But when I thought about it, I realised it remains relevant. I’m Scottish and we’ve moved to the Devon/Somerset border. It is another country to me.

Ford at Bury

Having lived in Manchester and Stockport for 18 years, England is hardly an unfamiliar country. It initially was back in 1985, when I was turned away from nightclubs just because of my accent, have banknotes refused in shops as they were considered ‘Monopoly money’, or have shop assistants pass me a bottle of Coke when I’d asked for 20 Bennies because they couldn’t understand me.

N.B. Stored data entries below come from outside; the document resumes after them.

PR #173, opened 2019-05-08
Pass `jboolean` directly to `JValue` instead of using bool

bkchr:
## Overview

So I had this bug with calling a `hasNext` that always returned `false`. After debugging it for a while, I found that adding `println!` fixed the error:
```
let res = jni_non_void_call!(
  self.internal,
  CallBooleanMethodA,
  obj,
  method_id,
  jni_args
);

println!("HELLO {}", res);

(res == sys::JNI_TRUE).into()
```

This pr solves this by forwarding the `jboolean` to `JValue` directly, instead of converting it first into `bool` and then into `jboolean` again. The compiler probably generated some incorrect code or the `bool as jboolean` failed, I'm not quite sure. However, it now works for me and make the code cleaner.

### Definition of Done

### DIFF
--- a/src/wrapper/objects/jvalue.rs
+++ b/src/wrapper/objects/jvalue.rs
@@ -99,7 +99,7 @@ impl<'a> JValue<'a> {
     /// Try to unwrap to a boolean.
     pub fn z(self) -> Result<bool> {
         match self {
-            JValue::Bool(b) => Ok(b != 0),
+            JValue::Bool(b) => Ok(b == JNI_TRUE),
             _ => Err(ErrorKind::WrongJValueType("bool", self.type_name()).into()),
         }
     }
@@ -175,10 +175,16 @@ impl<'a> From<JObject<'a>> for JValue<'a> {
     }
 }
 
-// jbool
 impl<'a> From<bool> for JValue<'a> {
     fn from(other: bool) -> Self {
-        JValue::Bool(other as jboolean)
+        JValue::Bool(if other { JNI_TRUE } else { JNI_FALSE })
+    }
+}
+
+// jbool
+impl<'a> From<jboolean> for JValue<'a> {
+    fn from(other: jboolean) -> Self {
+        JValue::Bool(other)
     }
 }
 
--- a/tests/jmap.rs
+++ b/tests/jmap.rs
@@ -19,7 +19,8 @@ pub fn jmap_push_and_iterate() {
     let env = attach_current_thread();
     let data = &["hello", "world", "from", "test"];
 
-    let map_object = unwrap(&env, env.new_object("java/util/HashMap", "()V", &[]));
+    // Create a new map. Use LinkedHashMap to have predictable iteration order
+    let map_object = unwrap(&env, env.new_object("java/util/LinkedHashMap", "()V", &[]));
     let map = unwrap(&env, JMap::from_env(&env, map_object));
 
     // Push all strings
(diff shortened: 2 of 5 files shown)


src/wrapper/objects/jvalue.rs
```diff
@@ -175,10 +175,16 @@ impl<'a> From<JObject<'a>> for JValue<'a> {
     }
 }
 
-// jbool
 impl<'a> From<bool> for JValue<'a> {
     fn from(other: bool) -> Self {
-        JValue::Bool(other as jboolean)
+        JValue::Bool(if other { JNI_TRUE } else { JNI_FALSE })
```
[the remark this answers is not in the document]
bkchr: I think this is needed. Otherwise the user needs to add this `if other { JNI_TRUE } else { JNI_FALSE }` in their code, when they want to create a `JValue` from a `bool`. The other types are okay, as you can use them directly, but for `bool` you mostly use `bool` and don't want to use `jboolean`.

bkchr:
This was in my Android application using `JMapIterator`. Are there any tests that are executed with a JVM? But I'm not sure if that can be reproduced in a normal test.

bkchr:
Okay, I added a test, but it worked without my fixes as well :( So, maybe some weird bug in relationship with Android.

tests/jmap.rs
```diff
@@ -0,0 +1,50 @@
...
+    attach_current_thread,
+    unwrap,
+};
+
+#[test]
+pub fn jmap_push_and_iterate() {
+    let env = attach_current_thread();
+    let data = &["hello", "world", "from", "test"];
+
+    let map_object = unwrap(&env, env.new_object("java/util/HashMap", "()V", &[]));
```
dmitry-timofeev: If the test requires a particular order of keys to simplify comparison, I'd suggest either:
1. Using [`java/util/TreeMap`](https://docs.oracle.com/en/java/javase/11/docs/api/java.base/java/util/TreeMap.html) — it keeps keys ordered.
2. Or, better, [`LinkedHashMap`](https://docs.oracle.com/en/java/javase/11/docs/api/java.base/java/util/LinkedHashMap.html) — it preserves the insertion order, hence neither the source nor the `collected` need to be sorted below.

tests/jmap.rs
```diff
@@ -0,0 +1,50 @@
...
+        }),
+    );
+
+    let mut collected = Vec::new();
+    unwrap(
+        &env,
+        map.iter().and_then(|mut iter| {
+            iter.try_for_each(|e| {
+                env.get_string(e.0.into())
+                    .map(|s| collected.push(String::from(s)))
```
dmitry-timofeev: \+ @vitvakatu @DarkEld3r

Is it idiomatic in Rust? In Java streams, for instance, it is encouraged to use collectors instead of manually creating and updating a destination collection: 

```java
List<Result> dst = src.stream()
    .map(Foo::transform)
    .collect(Collectors.toList());
```

bkchr: I did not used `collect` here, because we deal with a lot of `Result`s here. And to not write `unwrap(&env, ...)` every time, I chain all the results.

tests/jmap.rs
bkchr: The test does not require any particular order. I just tried to replicate the error I had seen on Android and this was with a `HashMap`.

bkchr:
@dmitry-timofeev anymore questions?

PR #176, opened 2019-05-22
Release 0.12.3

dmitry-timofeev:


dmitry-timofeev:
Yes, I think we can delay the release a bit to include it. Also, @skletsun might have planned to include some additional fields in the output 🤷‍♂

PR #185, opened 2019-06-14
Hide `detach_current_thread` docs

vitvakatu:
## Overview

Hides `detach_current_thread` method to prevent its usage except for exceptional situations. See #179 

### Definition of Done

### DIFF
--- a/src/wrapper/java_vm/vm.rs
+++ b/src/wrapper/java_vm/vm.rs
@@ -73,7 +73,11 @@ unsafe impl Send for JavaVM {}
 unsafe impl Sync for JavaVM {}
 
 impl JavaVM {
-    /// Launch a new JavaVM using the provided init args
+    /// Launch a new JavaVM using the provided init args.
+    ///
+    /// Unlike original JNI API, the main thread (the thread from which this method is called) will
+    /// not be attached to JVM. You must explicitly use `attach_current_thread…` methods (refer
+    /// to [Attaching Native Threads section](#attaching-native-threads)).
     #[cfg(feature = "invocation")]
     pub fn new(args: InitArgs) -> Result<Self> {
         use std::os::raw::c_void;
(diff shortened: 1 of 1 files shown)


dmitry-timofeev:
Probably, it is the better middle ground between "no support at all" and "here you go, go detach threads". But people will still see it in their IDEs, therefore, I think a more detailed documentation is needed both at JavaVM level and at this method.

vitvakatu:
@dmitry-timofeev added detailed comment to #179. 🤔 We could not hide part of docs, so `JavaVM`-level docs might be confusing for users from `docs.rs`, where method is invisible.

src/wrapper/java_vm/vm.rs
```diff
@@ -76,8 +76,8 @@ impl JavaVM {
     /// Launch a new JavaVM using the provided init args.
     ///
     /// Unlike original JNI API, the main thread (the thread from which this method is called) will
-    /// not be attached to JVM. You must explicitly use `attach_current_thread...` methods (refer
-    /// to [Attaching Native Threads section](#attaching-native-threads)).
+    /// not be attached to JVM. You must explicitly use `attach_current_thread…` methods (refer
+    /// to [Attaching Native Threads section](#attaching-native-threads).
```
vitvakatu: missing closing brace

src/wrapper/java_vm/vm.rs
```diff
@@ -154,20 +154,22 @@ impl JavaVM {
...
     ///
-    /// Detaching a non-attached thread is no-op.
+    /// Detaching a non-attached thread is a no-op.
     ///
-    /// Calling this method is an equivalent for calling `drop()` for `AttachGuard`. However, the
-    /// actual guard will not be dropped. __Any existing `JNIEnv` and `AttachGuard` will be
-    /// considered invalid in the current thread after calling this method.__ Any operation
-    /// on `JNIEnv` will return an error.
+    /// __Any existing `JNIEnv`s and `AttachGuard`s created in the calling thread
+    /// will be invalidated after this method completes. It is the__ caller’s __responsibility
```
vitvakatu: I wonder if this will render correctly, it seems like underscores on this line are redundant

vitvakatu: Oh well, it will not render correctly, because it will not render at all :D
We hide this method, so it seems we should not use markdown formatting here, as it is useless

dmitry-timofeev: They are not redundant — they highlight caller’s from the rest of the text, which is in bold. You will see highlighting if you use "Show quick documentation" in your IDEA (E.g., Ctrl + Q).

vitvakatu: Okay, I returned them back

dmitry-timofeev:
Merged CI -> master -> auto-detach-threads, going to rebase this branch onto the most recent auto-detach-threads.

dmitry-timofeev:
Moved VM example out as it breaks the doc tests currently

Devon isn’t Stockport or Manchester. It isn’t another country, but in some ways it might as well be. I see differences all around – politically, gastronomically, types of shops, personality of the people and so on. It doesn’t take a great knowledge of England to identify the pronounced regional differences that exist across the country. Even flying to and from various UK airports when we lived on Tenerife showed how people travelling from London behaved significantly differently to the way people acted on the plane from Manchester, Liverpool, or Leeds for example.

Fields and foxgloves

Living in rural Devon does feel like ‘life in another country’ and that makes it more interesting. There’s more of a sense of community. Mostly that’s good, but sometimes I feel like an alien. Although I spent childhood holidays on an aunt’s farm in the Scottish borders, it’s not a world I know. Generally speaking, I feel comfortable with the straight-talking down-to-earth farming community. The ones I’m not so sure about are the people who remind me of Richard Briers’ Martin from the 1980s sitcom Ever Decreasing Circles, or Margo Leadbetter in The Good Life. People like the woman, about the same age as us, we met walking who had never heard the term Blue Monday and reacted to the mention of the word ‘work’ like a vampire who’d been shown a cross. I’m more aware of a certain type of middle-classness than I ever was in NW England; there are many RP accents around (what used to be called BBC accents) which makes mine, once again, stand out. Strangely, moreso than on Tenerife or in Portugal.

Southdown sheep

Living on a sheep farm is also a source of many new experiences and shedloads of valuable and interesting information ‘through the window’ courtesy of neighbours C & A, maybe it’s better if I change those letters around. We have discovered the filthy, slimy, muddy way that Wellie boots are essential fashion wear in these parts. We’ve also learnt just how complex sheep-rearing is; how farmers are encouraged to help nature by only cutting the hedgerows at certain times of the year; and that pheasants are beautiful birds but have serious suicidal tendencies.

Pheasant in garden

So, tales of life in another country continue.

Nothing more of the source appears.